» What is expected
Note how many lines in the entries below contain the string "manager", and answer with that number and no other text.

*** Material supplied Section Begins ***

PR #13661, opened 2026-08-10
feat(BA-7274): emit notification event before idle checkers reclaim a session

seedspirit:
## Summary
- Add a `session.idle-timeout.warning` notification rule type: when a session's remaining time before idle-based termination (network_timeout / session_lifetime checkers) drops below `idle.warning_threshold` (seconds, default 300, 0 disables), the legacy `IdleCheckerHost` emits a `NotificationTriggeredEvent` so admins can route warnings through existing notification rules/channels (webhook, email) in the Control Panel.
- Warn once per approach to the deadline: a Valkey warned-marker (`session.{id}.idle_warning_sent`, managed via new `ValkeyLiveClient` methods) dedupes across check ticks and is cleared when user activity resets the timer, re-arming the warning.
- The message payload carries session name/id, owner uuid/email, the triggering checker, remaining seconds, and the expected termination timestamp as Jinja2 template variables; utilization (grace-period type) remainings are excluded since they carry no firm deadline.

## Test plan
- [x] Unit tests: warning fired below threshold (payload verified), deduped while the marker is set, marker cleared on recovery, grace-period remainings ignored (`tests/unit/manager/test_idle_check_host.py`)
- [x] Live E2E on local dev: created an email rule/channel via admin GQL, session with `max_session_lifetime=120s` → exactly one rendered warning mail received over SMTP, session reclaimed on schedule
- [x] `pants fmt/lint/check/test` on changed files; notification service/adapter/repository/DTO suites pass

Resolves BA-7274

----
📚 Documentation preview 📚: https://sorna--13661.org.readthedocs.build/en/13661/

----
📚 Documentation preview 📚: https://sorna-ko--13661.org.readthedocs.build/ko/13661/


configs/manager/sample.toml
```diff
@@ -692,6 +692,14 @@
...
   # Added in 25.8.0
   checkers = {}
+  # Seconds before an idle checker reclaims a session to emit a 'session.idle-
+  # timeout.warning' notification event. The event fires once per session when
+  # its remaining time first drops below this threshold, and again if user
+  # activity resets the timer and it later drops below the threshold.
+  # Administrators subscribe to the event via notification rules. 0 disables the
+  # warning.
+  # Added in 26.9.0
+  warning_threshold = 600
```
HyeockJinKim, line 702: I have no intention of adding a config file.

*** Material supplied Section Ends ***

» Completed exercise
2